PR #421, opened 2020-04-21
[HOPSWORKS-1694] run users code in docker.

berthoug:
https://logicalclocks.atlassian.net/browse/HOPSWORKS-1694


files/default/sql/ddl/updates/1.3.0.sql
```diff
@@ -40,3 +40,10 @@ CREATE TABLE IF NOT EXISTS `training_dataset_split` (
   KEY `training_dataset_id` (`training_dataset_id`),
   CONSTRAINT `training_dataset_fk` FOREIGN KEY (`training_dataset_id`) REFERENCES `training_dataset` (`id`) ON DELETE CASCADE ON UPDATE NO ACTION
 ) ENGINE=ndbcluster DEFAULT CHARSET=latin1 COLLATE=latin1_general_cs;
+ALTER TABLE `hopsworks`.`python_dep` ADD COLUMN `base_env` VARCHAR(45) COLLATE latin1_general_cs;
+ALTER TABLE `hopsworks`.`conda_commands` DROP FOREIGN KEY `FK_481_519`;
```
SirOibaf, line 44: `FK_481_519` is a random id generated by MySQL if you create a constraint without name. So there might be deployments out there that have a different name for the same fk.

The correct way of dropping this is to look up the name in the `INFORMATION_SCHEMA` - here is an example: https://github.com/logicalclocks/hopsworks-chef/blob/d70685ba5aea4f77689e42b65ffad3650d27d92e/files/default/sql/ddl/updates/1.0.0.sql#L221-L226

files/default/sql/ddl/updates/undo/1.3.0__undo.sql
```diff
@@ -16,3 +14,12 @@ ALTER TABLE `hopsworks`.`host_services` CHANGE COLUMN `name` `service` varchar(4
...
 
 DROP TABLE IF EXISTS `training_dataset_split`;
+ALTER TABLE `hopsworks`.`python_dep` DROP COLUMN `base_env`;
+ALTER TABLE `hopsworks`.`conda_commands` ADD COLUMN `host_id` int(11) NOT NULL;
+ALTER TABLE `hopsworks`.`conda_commands` ADD KEY (`host_id`);
+ALTER TABLE `hopsworks`.`conda_commands` ADD CONSTRAINT `FK_481_519` FOREIGN KEY (`host_id`) REFERENCES `hosts` (`id`) ON DELETE CASCADE ON UPDATE NO ACTION ;
+ALTER TABLE `hopsworks`.`conda_commands` CHANGE `docker_image` `proj` varchar(255) COLLATE latin1_general_cs NOT NULL;
+ALTER TABLE `hopsworks`.`jupyter_project` CHANGE `cid` `pid` bigint(20) NOT NULL;
+ALTER TABLE `hopsworks`.`tensorboard` CHANGE `cid` `pid` bigint(20) NOT NULL;
+ALTER TABLE `hopsworks`.`tensorboard` CHANGE `cid` `local_pid` bigint(20) NOT NULL;
```
SirOibaf, line 24: this should be `serving`

metadata.rb
```diff
@@ -1430,14 +1430,6 @@
 ##
 ##
 
-attribute "jupyter/user",
-          :description => "Jupyter username to run notebook servers as",
-          :type => 'string'
-
-attribute "jupyter/group",
```
SirOibaf, line 1437: Could you also remove the `serving/user` and `serving/group`?

recipes/default.rb
```diff
@@ -307,7 +315,8 @@
          :dela_ip => dela_ip,
          :nonconda_hosts_list => nonconda_hosts_list,
          :krb_ldap_auth => node['ldap']['enabled'].to_s == "true" || node['kerberos']['enabled'].to_s == "true",
-         :featurestore_jdbc_url => featurestore_jdbc_url
+         :featurestore_jdbc_url => featurestore_jdbc_url,
+         :registry_host => registry_host
```
SirOibaf, line 319: Do we need to store this in the variables at all? Can't we have Hopsworks itself looking it up with the consul client?

recipes/install.rb
```diff
@@ -686,9 +666,12 @@
   action :create
 end
 
-["convert-ipython-notebook.sh", "anaconda-rsync.sh", "zip-hdfs-files.sh", "zip-background.sh",
-  "unzip-background.sh", "anaconda-command-ssh.sh", "conda-command-ssh.sh", "tensorboard.sh", "tensorboard-launch.sh", 
-  "tensorboard-cleanup.sh", "condasearch.sh", "pipsearch.sh", "list_environment.sh"].each do |script|
+["anaconda-rsync.sh", "zip-hdfs-files.sh", "zip-background.sh",
+ "unzip-background.sh", "anaconda-command-ssh.sh", "conda-command-ssh.sh",
+ "tensorboard-launch.sh", "tensorboard-cleanup.sh", "condasearch.sh",
```
SirOibaf, line 671: I don't think we need all these scripts anymore - like `anaconda-rsync`, `anaconda-command-ssh`, `conda-command-ssh`, "list_environment.sh", "jupyter-kill.sh", "jupyter-launch.sh",
 "tfserving-kill.sh", "sklearn_serving-launch.sh", "sklearn_serving-kill.sh"

templates/default/dockerImage.sh.erb
```diff
@@ -0,0 +1,60 @@
...
+
+elif [ "$1" == "delete" ] ; then
+    # Sanity checks for injection attacks
+    re='^([a-z0-9]+(-[a-z0-9]+)*\.)*[a-z0-9]+(:[0-9]*)?\/[_a-zA-Z0-9]{0,62}[a-zA-Z0-9]$'
+    if ! [[ $2 =~ $re ]] ; then
+	echo "error: Not an image name $3" >&2
+	help
+    fi
+
+    docker rmi $2
```
SirOibaf, line 36: Can we remove the image from the registry as well?

templates/default/sql/dml/1.3.0.sql.erb
```diff
@@ -11,3 +11,10 @@ DELETE FROM `hopsworks`.`variables` WHERE `id`='hiveserver_ext_hostname';
 DELETE FROM `hopsworks`.`variables` WHERE `id`='hiveserver_ssl_hostname';
 REPLACE INTO `hopsworks`.`variables` VALUES ("hopsworks_enterprise", "<%= node['install']['enterprise']['install']%>");
 REPLACE INTO `hopsworks`.`variables` VALUES ("kubernetes_installed", "<%= node['install']['kubernetes'] %>");
+INSERT INTO `hopsworks`.`variables` VALUES ("yarn_runtime", "docker");
+INSERT INTO `hopsworks`.`variables` VALUES ("docker_mounts", "<%= node['hops']['docker']['mounts'] %>");
+REPLACE INTO `hopsworks`.`variables` VALUES ("jupyter_user", "<%= node['hops']['yarnapp']['user'] %>");
+REPLACE INTO `hopsworks`.`variables` VALUES ("jupyter_group", "<%= node['hops']['group'] %>");
+REPLACE INTO variables VALUES ("anaconda_dir", "/srv/hops/anaconda");
```
SirOibaf, line 18: You should build the path based on the node attributes

templates/default/sql/dml/1.3.0.sql.erb
```diff
@@ -11,3 +11,10 @@ DELETE FROM `hopsworks`.`variables` WHERE `id`='hiveserver_ext_hostname';
 DELETE FROM `hopsworks`.`variables` WHERE `id`='hiveserver_ssl_hostname';
 REPLACE INTO `hopsworks`.`variables` VALUES ("hopsworks_enterprise", "<%= node['install']['enterprise']['install']%>");
 REPLACE INTO `hopsworks`.`variables` VALUES ("kubernetes_installed", "<%= node['install']['kubernetes'] %>");
+INSERT INTO `hopsworks`.`variables` VALUES ("yarn_runtime", "docker");
+INSERT INTO `hopsworks`.`variables` VALUES ("docker_mounts", "<%= node['hops']['docker']['mounts'] %>");
```
SirOibaf, line 15: Please use `REPLACE INTO` as these files are run at every upgrade. So the next upgrade there will be a PK violation if you just use `INSERT INTO`

templates/default/sql/dml/1.3.0.sql.erb
```diff
@@ -11,3 +11,10 @@ DELETE FROM `hopsworks`.`variables` WHERE `id`='hiveserver_ext_hostname';
...
+REPLACE INTO `hopsworks`.`variables` VALUES ("jupyter_user", "<%= node['hops']['yarnapp']['user'] %>");
+REPLACE INTO `hopsworks`.`variables` VALUES ("jupyter_group", "<%= node['hops']['group'] %>");
+REPLACE INTO variables VALUES ("anaconda_dir", "/srv/hops/anaconda");
+INSERT INTO `hopsworks`.`variables` VALUES ("docker_registry_name", "<%= @registry_host %>");
+INSERT INTO `hopsworks`.`variables` VALUES ("docker_registry_port", "<%= node['hops']['docker']['registry']['port'] %>");
```
SirOibaf, line 20: These should be discoverable from consul as well (cc. @kouzant )

templates/default/sql/dml/undo/1.3.0__undo.sql.erb
```diff
@@ -4,3 +4,9 @@ DELETE FROM `hopsworks`.`variables` WHERE `id`='hdfs_log_storage_policy';
 DELETE FROM `hopsworks`.`variables` WHERE `id`='service_discovery_domain';
 DELETE FROM `hopsworks`.`variables` WHERE `id`='hopsworks_enterprise';
 DELETE FROM `hopsworks`.`variables` WHERE `id`='kubernetes_installed';
+DELETE FROM `hopsworks`.`variables` WHERE `id`='yarn_runtime';
+REPLACE INTO variables VALUES ("anaconda_dir", "<%= node['conda']['base_dir'] %>");
+DELETE FROM `hopsworks`.`variables` WHERE `id`='docker_mounts';
+REPLACE INTO variables VALUES ("anaconda_dir", "<%= node['conda']['base_dir'] %>");
```
SirOibaf, line 10: double replace for `anacond_dir`, also please be consistent and use `hopsworks`.`variables`.

templates/default/sql/dml/1.3.0.sql.erb
SirOibaf: can you use the full name `hopswork`.`variables` here as well?

files/default/sql/ddl/updates/1.3.0.sql
berthoug: I took the FK_481_519 from here: https://github.com/logicalclocks/hopsworks-chef/blob/1c401873137f1cb8d05e29a86f7c988ba6466abc/files/default/sql/ddl/1.3.0__initial_tables.sql#L180
So it seems to come from us. But I'll do what you say, to be on the safe side.

files/default/sql/ddl/updates/undo/1.3.0__undo.sql
berthoug: thanks. Fixing it.

metadata.rb
berthoug: doing that. I don't know why I missed it.

recipes/default.rb
berthoug: Consul did not exist when I started on this work. Can we do it in a future Jira?

recipes/install.rb
berthoug: I think a bunch of these scripts is used by kagent. As I have not touched kagent in this work (cleaning it up will be a future jira) I have preferred to let the removal of these scripts to the kagent work.

templates/default/sql/dml/undo/1.3.0__undo.sql.erb
berthoug: Fixing it. 
It is also broken by the new collumn that have been added to the variables table.

templates/default/dockerImage.sh.erb
berthoug: It's on my todo list. It needs to be done through a rest call so it will probably be done in hopsworks directly but the final design is not decided yet.

templates/default/sql/dml/1.3.0.sql.erb
berthoug: fixed

templates/default/sql/dml/1.3.0.sql.erb
berthoug: fixed

templates/default/sql/dml/1.3.0.sql.erb
berthoug: Consul did not exist when I started this work. Can we please get this in and then improve it in future jiras with the help of the people that know the code?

_ _ _ _

▸ Work to complete
Copy whichever lines in the listing above contain the word "chef".

▸ Solution to this task
The correct way of dropping this is to look up the name in the `INFORMATION_SCHEMA` - here is an example: https://github.com/logicalclocks/hopsworks-chef/blob/d70685ba5aea4f77689e42b65ffad3650d27d92e/files/default/sql/ddl/updates/1.0.0.sql#L221-L226
berthoug: I took the FK_481_519 from here: https://github.com/logicalclocks/hopsworks-chef/blob/1c401873137f1cb8d05e29a86f7c988ba6466abc/files/default/sql/ddl/1.3.0__initial_tables.sql#L180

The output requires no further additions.